Bizarre as the Taiwanese case may seem, transfusion-related malaria has consistently proven to be the most common hospital-borne parasitic infection since it was first described in 1911 (3). There have been over 2,000 documented cases showcasing a variety of colorful, man-made methods of spreading malaria, including blood transfusions, organ transplants, or through the always-popular needle-stick injuries.
In 1917, fourteen British soldiers were infected with malaria after receiving intravenous solutions of salvarsan, a medication used to treat syphilis. Though the needle had been changed between patients, the remaining hardware components of the intravenous apparatus had not – as was the case with our Taiwanese outbreak  - and contained infective parasites that went on to kill ten of the infected men (4). In Venezuela in 1987, six cases of malaria were spread among patients infused with antibiotics and intravenous fluids; a vial of the blood clotting protein heparin containing multi-dose treatments was implicated (5). A vial of contaminated multi-dose heparin was also incriminated in a 21-person outbreak in Saudi Arabia (6). As was noted in an article on controlling such iatrogenic incidents,
Two factors combine to make such parenteral transmission of parasites a potentially severe problem when it does occur. First, low index of suspicion results in diagnostic delay and potentially more severe disease. Second, the recipients of component transfusion or organ transplantation are often immunocompromised hosts and thus more likely to develop severe illness or death from the acquired parasitic infection (3).
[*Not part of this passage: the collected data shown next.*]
PR #2101, opened 2025-08-07
Refactor models to use `mlp_block` +  `use_pre_norm`

phu0ngng:
# Description

This PR refactors some of the models to use the existing `use_pre_norm` in the `mlp_block` instead of calling a separate norm before the MLP block. 
It should not affect the performance or functionality of MaxText, but rather be code cleanup. 
Besides, this PR also paved the way for us to integrate the TransformerEngine LayerNormMLP block into MaxText for our E2E testing.

# Tests

No changes in testing

# Checklist

### DIFF
--- a/MaxText/layers/linears.py
+++ b/MaxText/layers/linears.py
@@ -314,7 +314,7 @@ class MlpBlock(nnx.Module):
       rngs: nnx.Rngs,
   ) -> None:
     """A MlpBlock module.
-    
+
     Args:
       config: Config object containing model parameters.
       in_features: Number of input features.
@@ -422,8 +422,19 @@ class MlpBlock(nnx.Module):
     """Applies Transformer MlpBlock module."""
     cfg = self.config
 
+
     if self.mlp_layer_norm is not None:
       inputs = self.mlp_layer_norm(inputs)
+      if self.model_mode == MODEL_MODE_PREFILL:
+        inputs = nn.with_logical_constraint(inputs, ("activation_batch",
+                                                     "prefill_activation_norm_length",
+                                                     "activation_embed")
+                                            )
+      else:
+        inputs = nn.with_logical_constraint(inputs, ("activation_batch",
+                                                     "activation_norm_length",
+                                                     "activation_embed")
+                                            )
 
     # Iterate over specified MLP input activation functions.
     # e.g. ('relu',) or ('gelu', 'linear') for gated-gelu.
--- a/MaxText/layers/llama2.py
+++ b/MaxText/layers/llama2.py
@@ -127,20 +127,9 @@ class LlamaDecoderLayer(nn.Module):
     attention_lnx = nn.with_logical_constraint(attention_lnx, activation_axis_names)
     intermediate_inputs = inputs + attention_lnx
 
-    # Fully Connected
-    hidden_states = rms_norm(
-        num_features=intermediate_inputs.shape[-1],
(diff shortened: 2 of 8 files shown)


MaxText/layers/linears.py
```diff
@@ -408,7 +408,7 @@ def get_norm_layer(self, num_features: int):
         DecoderBlockType.DEEPSEEK,
         DecoderBlockType.LLAMA4,
     ):
-      return functools.partial(normalizations.RMSNorm, num_features=num_features)
+      return functools.partial(normalizations.rms_norm, num_features=num_features)
```
NuojCheng: All other changes look good to me, but for this line we wanna return an nnx.module instead a linen one, right? @bvandermoon

bvandermoon: Good find @NuojCheng. Yes this should be the NNX version `RMSNorm`

phu0ngng: Hi, I updated the code accordingly. Thanks for a prompt review.

NuojCheng (approved):
LGTM

MaxText/layers/mistral.py
```diff
@@ -117,21 +117,9 @@ def __call__(
     )
     intermediate_inputs = inputs + attention_lnx
 
-    # Fully Connected
-    hidden_states = rms_norm(
-        num_features=intermediate_inputs.shape[-1],
-        dtype=cfg.dtype,
-        weight_dtype=cfg.weight_dtype,
-        name="post_self_attention_layer_norm",
```
bvandermoon, line 125: Does this still work with existing checkpoints? I don't think name is being passed in anymore

MaxText/layers/llama2.py
```diff
@@ -127,20 +127,9 @@ def __call__(
     attention_lnx = nn.with_logical_constraint(attention_lnx, activation_axis_names)
     intermediate_inputs = inputs + attention_lnx
 
-    # Fully Connected
-    hidden_states = rms_norm(
-        num_features=intermediate_inputs.shape[-1],
-        dtype=cfg.dtype,
-        weight_dtype=cfg.weight_dtype,
-        name="post_self_attention_layer_norm",
```
bvandermoon, line 135: Does this still work with existing checkpoints? I don't think name is being passed in anymore

bvandermoon: @phu0ngng Based on our tests, it looks like this does not work properly with existing checkpoints. Can we roll this back or have a roll forward to include `name`?

Also, could you please provide a little more context around this from the description: `Besides, this PR also paved the way for us to integrate the TransformerEngine LayerNormMLP block into MaxText for our E2E testing.`

phu0ngng: Hi @bvandermoon, 

It is correct that the `name` could not be passed, as we are now using the NNX module, as requested above, instead of the linen module as in the past. 

I would prefer to roll forward to include `name` and can send a PR today if you are ok with using the linen model here.

phu0ngng: We are testing some of our training recipes for FP8 by replacing your `MLPBlock` with our TransformerEngine `LayerNormMLP`. So with this refactor in MaxText, the replacement will be pretty straightforward. We also plan to use this for testing incoming recipes, i.e. NVFP4. 

The integration is mostly used in-house right now, but we are happy to upstream them eventually if there is interest.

The transmission of malaria through syringes has also been well demonstrated outside of hospitals, in intravenous drug users that share contaminated needles (7). Though this form of transmission is but a strange blip in the hundreds of thousands of malaria cases that occur via the blood-sucking bite of a desperate mosquito, these sorts of cases have implications for the maintenance of infection-control practices of both hospital equipment and staff. Malaria already has the upper hand in our public health battle to fight global diseases; it doesn’t need a boost from within our hospital walls.